Y es ahí donde aparece algo trágico. La niña no encuentra de inmediato un espacio para desarrollar aquello que le apasiona. Antes debe atravesar rechazos, prejuicios, negativas y miradas de desaprobación. Debe insistir, resistir y demostrar una y otra vez que merece estar donde otros acceden sin necesidad de justificarse. Solo después de haber trabajado quizá el doble que sus compañeros llega el reconocimiento (“Y se fue a inscribir a la selección, y le dijeron que estaba bien, que una niña sí puede jugar fútbol”).

La canción presenta ese momento como una victoria, y sin duda lo es. Pero también deja al descubierto el hecho de que la aceptación no llega porque se comprenda que ella tenía el mismo derecho a jugar desde el principio, sino porque ha logrado demostrar que es lo suficientemente buena. Su presencia deja de percibirse como una anomalía no cuando se cuestiona la norma que la excluía, sino cuando ella consigue adaptarse a las exigencias de esa misma norma.

Quizá por eso la historia resulta tan reveladora. No cuenta solo el recorrido de una niña que quiere jugar al fútbol.
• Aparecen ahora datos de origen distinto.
PR #64, opened 2019-07-16
Fix Parser and Compiler types

clavin:
The current typings are defined such that [Parsers](https://github.com/unifiedjs/unified#processorparser) and [Compilers](https://github.com/unifiedjs/unified#processorcompiler) (and their respective functional variants) take `VFileCompatible` arguments (and, in the case of Parsers, has the wrong number of arguments). The truth is the spec states that they should accept `VFile` objects (and Parsers take two arguments), and the underlying implementation aligns with this:

* [Parsers are passed a `vfile()`'d argument](https://github.com/unifiedjs/unified/blob/b07233d0c32d47f4acb38cc51ca965e8157230f4/index.js#L270-L274)
* [Compilers are passed a `vfile()`'d argument](https://github.com/unifiedjs/unified/blob/b07233d0c32d47f4acb38cc51ca965e8157230f4/index.js#L340-L344)
* The `file` passed to both is `vfile(doc)` in both.
* Neither type is instantiated/called elsewhere in `index.js`.

Looking for the same inconsistency in the typings, I checked other occurrences of `VFileCompatible` in the `index.d.ts` file. The remaining occurrences align with the spec--that is, anywhere `VFileCompatible` shows up in the typings, the spec explicitly states "any value accepted by `vfile()`".

### DIFF
--- a/types/index.d.ts
+++ b/types/index.d.ts
@@ -78,7 +78,7 @@ declare namespace unified {
      *
      * `Parser` can also be a constructor function (a function with keys in its `prototype`) in which case it’s invoked with `new`. Instances must have a parse method which is invoked without arguments and must return a `Node`.
      */
-    Parser: ParserFunction | typeof Parser
+    Parser: ParserConstructor | ParserFunction
 
     /**
      * Compile a syntax tree to text.
@@ -98,7 +98,7 @@ declare namespace unified {
      * `Compiler` can also be a constructor function (a function with keys in its `prototype`) in which case it’s invoked with `new`.
      * Instances must have a `compile` method which is invoked without arguments and must return a `string`.
      */
-    Compiler: CompilerFunction | typeof Compiler
+    Compiler: CompilerConstructor | CompilerFunction
 
     /**
      * Transform a syntax tree by applying plugins to it.
@@ -318,20 +318,32 @@ declare namespace unified {
   /**
    * Transform file contents into an AST
    */
-  class Parser {
+  interface Parser {
     /**
      * Transform file contents into an AST
      *
-     * @param text Text to transfomr into AST node(s)
-     * @param file File associated with text
      * @returns Parsed AST node/tree
      */
-    parse(text: string, file: VFile): Node
+    parse(): Node
+  }
+
+  /**
+   * A constructor function (a function with keys in its `prototype`) or class that implements a
+   * `parse` method.
+   */
+  interface ParserConstructor {
+    /**
+     * Creates a Parser
+     *
+     * @param text Text to transform into AST node(s)
+     * @param file File associated with text
+     */
+    new (text: string, file: VFile): Parser
   }
 
   /**
    * Transform file contents into an AST
-   * 
+   *
    * @param text Text to transform into AST node(s)
    * @param file File associated with text
    * @returns Parsed AST node/tree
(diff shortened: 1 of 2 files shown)


types/index.d.ts
```diff
@@ -340,21 +345,21 @@ declare namespace unified {
...
      * Transform an AST node/tree into text
      *
-     * @param node Node to be stringified
+     * @param node Node/tree to be stringified
      * @param file File associated with node
-     * @returns transformed text
+     * @returns Compiled text
      */
-    compile(node: Node, file?: VFileCompatible): string
+    compile(node: Node, file: VFile): string
```
ChristianMurphy: do these get passed to the compile method? looking at
https://github.com/unifiedjs/unified/blob/6c84a1f118eaed1606fa17a8d10f2bbef66d7ad3/index.js#L341
it looks like these params are passed to the class initializer rather than the compile method.

types/index.d.ts
```diff
@@ -322,16 +322,21 @@ declare namespace unified {
     /**
      * Transform file contents into an AST
      *
-     * @param file File to transform into AST node(s)
+     * @param text Text to transfomr into AST node(s)
+     * @param file File associated with text
+     * @returns Parsed AST node/tree
      */
-    parse(file: VFileCompatible): Node
+    parse(text: string, file: VFile): Node
```
ChristianMurphy: Do these get passed to the parse method? looking at
https://github.com/unifiedjs/unified/blob/6c84a1f118eaed1606fa17a8d10f2bbef66d7ad3/index.js#L271
it looks like these are passed to the constructor, and that `parse` takes no args.

types/index.d.ts
```diff
@@ -322,16 +322,21 @@ declare namespace unified {
...
   /**
    * Transform file contents into an AST
-   * @param file File to transform into AST node(s)
+   * 
+   * @param text Text to transform into AST node(s)
+   * @param file File associated with text
+   * @returns Parsed AST node/tree
    */
-  type ParserFunction = (file: VFileCompatible) => Node
+  type ParserFunction = (text: string, file: VFile) => Node
```
ChristianMurphy: :+1: 
https://github.com/unifiedjs/unified/blob/6c84a1f118eaed1606fa17a8d10f2bbef66d7ad3/index.js#L274

types/index.d.ts
```diff
@@ -340,21 +345,21 @@ declare namespace unified {
...
    * Transform an AST node/tree into text
    *
-   * @param node Node to be stringified
+   * @param node Node/tree to be stringified
    * @param file File associated with node
-   * @returns transformed text
+   * @returns Compiled text
    */
-  type CompilerFunction = (node: Node, file?: VFileCompatible) => string
+  type CompilerFunction = (node: Node, file: VFile) => string
```
ChristianMurphy: :+1: 
https://github.com/unifiedjs/unified/blob/6c84a1f118eaed1606fa17a8d10f2bbef66d7ad3/index.js#L344

clavin:
Oh! 😳Nice catch on the object methods. Those should be patched up 👍

I also noticed that the `Parser` and `Compiler` types were defined as classes (which they aren't--you cant define a class that `extends` some `Compiler` value defined in unified) so I swapped them over to more appropriate interfaces 😊.

ChristianMurphy:
@wooorm these are fixes and can go in a patch release.

Issue #71, opened 2019-10-01
dtslint silently started failing


wooorm:
### Subject of the issue

dtslint currently fails:

```sh
> unified@8.4.0 test-types unified
> dtslint types

Error: unified/types/index.d.ts:3:1
ERROR: 3:1     strict-export-declare-modifiers  All declarations in this module are exported automatically. Prefer to explicitly write 'export' for clarity. If you have a good reason not to export this declaration, add 'export {}' to the module to shut off automatic exporting. See: https://github.com/Microsoft/dtslint/blob/master/docs/strict-export-declare-modifiers.md
ERROR: 4:1     strict-export-declare-modifiers  All declarations in this module are exported automatically. Prefer to explicitly write 'export' for clarity. If you have a good reason not to export this declaration, add 'export {}' to the module to shut off automatic exporting. See: https://github.com/Microsoft/dtslint/blob/master/docs/strict-export-declare-modifiers.md
ERROR: 5:8     strict-export-declare-modifiers  All declarations in this module are exported automatically. Prefer to explicitly write 'export' for clarity. If you have a good reason not to export this declaration, add 'export {}' to the module to shut off automatic exporting. See: https://github.com/Microsoft/dtslint/blob/master/docs/strict-export-declare-modifiers.md
ERROR: 7:19    strict-export-declare-modifiers  All declarations in this module are exported automatically. Prefer to explicitly write 'export' for clarity. If you have a good reason not to export this declaration, add 'export {}' to the module to shut off automatic exporting. See: https://github.com/Microsoft/dtslint/blob/master/docs/strict-export-declare-modifiers.md
ERROR: 412:18  strict-export-declare-modifiers  All declarations in this module are exported automatically. Prefer to explicitly write 'export' for clarity. If you have a good reason not to export this declaration, add 'export {}' to the module to shut off automatic exporting. See: https://github.com/Microsoft/dtslint/blob/master/docs/strict-export-declare-modifiers.md
ERROR: 413:1   strict-export-declare-modifiers  All declarations in this module are exported automatically. Prefer to explicitly write 'export' for clarity. If you have a good reason not to export this declaration, add 'export {}' to the module to shut off automatic exporting. See: https://github.com/Microsoft/dtslint/blob/master/docs/strict-export-declare-modifiers.md
```

### Your environment

*   **OS**: macOS Mojave 10.14.6
*   **Packages**: latest
*   **Env**: Node 12.2, npm 6.11

### Steps to reproduce

[...]

PR #72, opened 2019-10-01
fix dslint tests

ChristianMurphy:
fix gh-71

### DIFF
--- a/types/index.d.ts
+++ b/types/index.d.ts
@@ -219,7 +219,7 @@ declare namespace unified {
   /**
    * Configuration passed to a Plugin or Processor
    */
-  type Settings = {
+  interface Settings {
     [key: string]: unknown
   }
 
--- a/types/tslint.json
+++ b/types/tslint.json
@@ -1,7 +1,6 @@
 {
   "extends": "dtslint/dtslint.json",
   "rules": {
-    "callable-types": false,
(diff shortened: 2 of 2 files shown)


types/tslint.json
```diff
@@ -1,15 +1,14 @@
...
     "no-redundant-jsdoc": false,
     "no-void-expression": false,
     "only-arrow-functions": false,
     "semicolon": false,
     "unified-signatures": false,
     "whitespace": false,
-    "interface-over-type-literal": false,
-    "no-unnecessary-generics": false
+    "no-unnecessary-generics": false,
+    "strict-export-declare-modifiers": false
```
ChristianMurphy: this is throwing false positives.
```
export = unified;
```

means that

```
An export assignment cannot be used in a module with other exported elements.
```

types/index.d.ts
```diff
@@ -219,7 +219,7 @@ declare namespace unified {
   /**
    * Configuration passed to a Plugin or Processor
    */
-  type Settings = {
+  interface Settings {
```
ChristianMurphy: this allows `interface-over-type-literal` to be re-enabled

wooorm:
Thanks @ChristianMurphy, @Rokt33r!

PR #73, opened 2019-10-01
ci: add GitHub actions continuous integration workflow

ChristianMurphy:
Since unified is part of the actions beta, created a ci workflow, to try it out.
based off https://github.com/redotjs/redot/pull/17

:notebook: we already have Travis CI, so this would be a redundancy/backup.

### DIFF
--- a/.github/workflows/ci.yml
+++ b/.github/workflows/ci.yml
@@ -1,0 +1,25 @@
+name: CI
+on:
+  push:
+    branches: [master]
+  pull_request:
+    branches: [master]
+jobs:
+  build-and-test:
+    name: '${{ matrix.platform }}: node.js ${{ matrix.nodejs-version }}'
+    strategy:
+      matrix:
+        platform: [ubuntu-latest, windows-latest, macos-latest]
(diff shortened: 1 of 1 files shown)


wooorm:
Thanks for working on this @ChristianMurphy!

My opinion is that two CIs doesn’t help much, but it also doesn’t hurt, and actions is in beta.
For now I’d say use both, maybe in the future we can switch to just GH?

ChristianMurphy:
> For now I’d say use both, maybe in the future we can switch to just GH?

For now let's use both.

A longer term goal, when GH actions becomes stable, we could move to just actions.
It may also be interesting to see if adding the workflow to the [.github](https://github.com/unifiedjs/.github) repo could let us setup a default CI for unified projects.

wooorm:
👍

Is default work flows already supported? We can also use github-tools or so to automatically add and manage files in repo's if not!

ChristianMurphy:
> Is default work flows already supported?

Not sure, would need to try it out.

> We can also use github-tools or so to automatically add and manage files in repo's if not!

:+1:

PR #78, opened 2019-11-04
test: cleanup type tests

ChristianMurphy:


ChristianMurphy:
GitHub actions appears to be having a hiccup/outage, MacOS builds are failing before they start.

PR #82, opened 2019-12-31
Update extend, which has a CVE

jamiek-acl:
Update extend, which has a CVE: https://cve.mitre.org/cgi-bin/cvename.cgi?name=CVE-2018-16492

### DIFF
--- a/package.json
+++ b/package.json
@@ -37,7 +37,7 @@
   ],
   "dependencies": {
     "bail": "^1.0.0",
-    "extend": "^3.0.0",
+    "extend": "^3.0.2",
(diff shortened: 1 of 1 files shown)


wooorm:
I don’t think this is really a problem, especially for us, see the earlier comments in https://github.com/justmoon/node-extend/pull/48.
Also: see our [security policy here](https://github.com/unifiedjs/.github/blob/master/security.md).
And finally, your fixes doesn’t fix anything. We are using `^` in semver, so anyone doing `npm install` should get the latest “patched” version anyway.

PR #87, opened 2020-03-26
Set `file.result` when processing to non-text

wooorm:
unified is typically, but not always, used to *serialize* when it compiles.  Compilers don’t always return such a serialized (`string`, `Buffer`) though.  The previous behavior was to place the result of the stringify phase when processing on `file.contents`.  This doesn’t make sense for non-text.  This change places non-text results on `file.result`.

Closes vfile/vfile#45.

### DIFF
--- a/index.js
+++ b/index.js
@@ -1,10 +1,11 @@
 'use strict'
 
-var extend = require('extend')
 var bail = require('bail')
-var vfile = require('vfile')
-var trough = require('trough')
+var buffer = require('is-buffer')
+var extend = require('extend')
 var plain = require('is-plain-obj')
+var trough = require('trough')
+var vfile = require('vfile')
 
 // Expose a frozen processor.
 module.exports = unified().freeze()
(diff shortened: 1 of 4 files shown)


wooorm:
> > checks if the result is `string`, `Buffer`, or nully, and based on that either sets `vfile.contents` or `vfile.result`
> 
> This may work.
> Thinking of edge cases
> 
> 1. what if the return type is a class instance which implements a custom `toString`?
> 
> ```js
> class Example {
>   toString() {
>     return "<h1>hello world</h1>";
>   }
> }
> 
> // where the compiler returns
> new Example();
> 
> // which when used as a string
> `${new Example()}`
> // logs "<h1>hello world</h1>"
> ```
> 
> Is this something that would be considered a `value` or a `result`?
> 
> 2. Depending on how you interpret "nully", would that include falsy values? Like `number` with `0`, `boolean` with `false`, would those be split? (E.G. `0` would go to `vfile.contents`, `1` to `vfile.result`)
>
> — [@ChristianMurphy](https://github.com/vfile/vfile/issues/45#issuecomment-604485649)

---

> 1.

Not handled differently. It’s a non-text (neither string nor buffer), so it goes into `result`. So, if some vdom node was returned that has a `toString` field or function in its `__proto__`, those will go into `result`.

> 2.

Nully values are ignored (so a compiler could signal that the current `file.value` or `file.result` are not to be modified), string and buffer are new values for `file.contents`, and other values all go into `file.result`.

PR #89, opened 2020-06-09
Fixing the broken learn link

trebeljahr:
I think the link to the learning page is broken at the moment because of the black lives matter page which does not have the [learn] URL of https://unifiedjs.com/learn so for the time being a link to the GitHub section or something similar could be added as a kind of fallback.

### DIFF
--- a/readme.md
+++ b/readme.md
@@ -25,7 +25,7 @@ Some notable users are [Node.js][], [ZEIT][], [Netlify][], [GitHub][],
 
 *   To read about what we are up to, follow us [Twitter][]
 *   For a less technical and more practical introduction to unified, visit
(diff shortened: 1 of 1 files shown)


wooorm:
Activism is annoying to the status quo; I believe directing traffic away from the website / that activism is counter productive.

Our website is useful but not essential. I propose waiting a bit longer before reverting, optionally with a banner, e.g., as long as [Node’s homepage](https://nodejs.org/en/) is different, too

wooorm:
Going to close this, as this link won’t have to be changed. Open to discussing when and how to change the website somewhere else though!

Thanks @trebeljahr for working on a fix, and for understanding!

Cuenta también cuánto esfuerzo, cuánta perseverancia y cuántas pruebas debe superar alguien para ocupar un lugar que, en realidad, nunca debió serle negado.

Fue entonces cuando volví a observar las imágenes de aquel mural del récord Guinness con otros ojos, a preguntarme dónde estaban ellas, dónde estaban las futbolistas, las aficionadas, las seguidoras entre aquel público en su mayoría masculino que celebraba justo en el centro del muro, donde se había dispuesto la figura de una futbolista mujer y el pecho desnudo de la Victoria alada. Fue entonces cuando entendí que, una vez más, las mujeres y sus cuerpos parecían funcionar como parte del decorado. Un recurso visual, un escaparate, un fondo en apariencia celebratorio dentro de un relato al que no se las había invitado sino usado como figuración.

Por eso cobra tanta importancia la iniciativa impulsada por la Secretaría de las Mujeres y la Secretaría de Cultura, porque las niñas necesitan escuchar que pueden llegar tan lejos como sus sueños se los permita, que tienen derecho a participar en igualdad de condiciones en las oportunidades que la sociedad ofrece y que su presencia no es excepcional ni simbólica, sino legítima.

También en el contexto del Mundial porque es falso que solo les pertenezca a los hombres ni que sea una cuestión de género. La exclusión rara vez se presenta de forma explícita; cuando aparece, lo hace de manera sutil. A veces consiste simplemente en no estar, en no verse reflejada en los relatos, o en hacerlo desde una mirada ajena en los monumentos, en las fotografías o en los murales con los que una sociedad decide representarse.

Así que, estoy con usted Presidenta, “las mujeres de hoy todo lo pueden ser”, pueden decidir dónde estar y usted es el mejor ejemplo.